→ Given material
PR #1511, opened 2024-10-27
Passport information validation

shreyawani98:
This Client Script will ensure that the entered passport information and expiry date meet the requirements, providing a seamless and guided experience for the user.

→ Problem to work on
Print the material once more, exactly as it appears.

→ Result
PR #1511, opened 2024-10-27
Passport information validation

shreyawani98:
This Client Script will ensure that the entered passport information and expiry date meet the requirements, providing a seamless and guided experience for the user.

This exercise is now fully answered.